Maximum number of iterations of the k-means algorithm for a single run

tolfloat, optional

Relative tolerance with regards to inertia to declare convergence

verbosityint, optional
seed: int, optional

Seed to the random number generator.

metricstr, optional

Metric names to use for distance computation, see pylibraft.distance.pairwise_distance() for valid values.

initInitMethod, optional
n_initint, optional

Number of instance k-means algorithm will be run with different seeds.

oversampling_factorfloat, optional

Oversampling factor for use in the k-means algorithm

Attributes:
batch_centroids
batch_samples
inertia_check
init
max_iter
n_clusters
oversampling_factor
seed
tol
verbosity
pylibraft.cluster.kmeans.fit(KMeansParams params, X, centroids=None, sample_weights=None, handle=None)[source]#

Find clusters with the k-means algorithm

Parameters:
paramsKMeansParams

Parameters to use to fit KMeans model

XInput CUDA array interface compliant matrix shape (m, k)
centroidsOptional writable CUDA array interface compliant matrix

shape (n_clusters, k)

sample_weightsOptional input CUDA array interface compliant matrix shape

(n_clusters, 1) default: None

handleOptional RAFT resource handle for reusing CUDA resources.

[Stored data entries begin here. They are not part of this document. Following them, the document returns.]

PR #717, opened 2022-06-08
Persist session data

OscarSpruit:
- Pass session data around and persist it in the ViewModel

Bonus:
- Updated Mockito version and added Mockito Kotlin and Mockito Inline
- Added Turbine for testing flows

Thinking about migrating to JUnit 5 as well, because it makes tests so much prettier, but that is for another time

### DIFF
--- a/build.gradle
+++ b/build.gradle
@@ -86,7 +86,9 @@ allprojects {
     ext.test_ext_version = "1.1.3"
     ext.espresso_version = "3.4.0"
     ext.arch_core_testing_version = "2.1.0"
-    ext.mockito_version = "3.11.2"
+    ext.mockito_version = "4.6.1"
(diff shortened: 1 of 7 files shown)


ozgur00 (approved):

drop-in/src/main/java/com/adyen/checkout/dropin/ui/viewmodel/DropInViewModel.kt
```diff
@@ -168,6 +168,18 @@ class DropInViewModel(
         }
     }
 
+    fun onDropInServiceConnected() {
+        session?.let { session ->
```
jreij, line 172: Can we add a log in case the session is null? I'm afraid we might miss out on any potential bugs if this method is called at the wrong time. A bit too late now but maybe we can do this in another PR.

If a handle isn’t supplied, CUDA resources will be allocated inside this function and synchronized before the function exits. If a handle is supplied, you will need to explicitly synchronize yourself by calling handle.sync() before accessing the output.

Returns:
centroidsraft.device_ndarray

The computed centroids for each cluster

inertiafloat

Sum of squared distances of samples to their closest cluster center

n_iterint

The number of iterations used to fit the model

Examples

>>> import cupy as cp
>>> from pylibraft.cluster.kmeans import fit, KMeansParams
>>> n_samples = 5000
>>> n_features = 50
>>> n_clusters = 3
>>> X = cp.random.random_sample((n_samples, n_features),
...                             dtype=cp.float32)
>>> params = KMeansParams(n_clusters=n_clusters)
>>> centroids, inertia, n_iter = fit(params, X)
pylibraft.cluster.kmeans.cluster_cost(X, centroids, handle=None)[source]#

Compute cluster cost given an input matrix and existing centroids

Parameters:
XInput CUDA array interface compliant matrix shape (m, k)
centroidsInput CUDA array interface compliant matrix shape

(n_clusters, k)

handleOptional RAFT resource handle for reusing CUDA resources.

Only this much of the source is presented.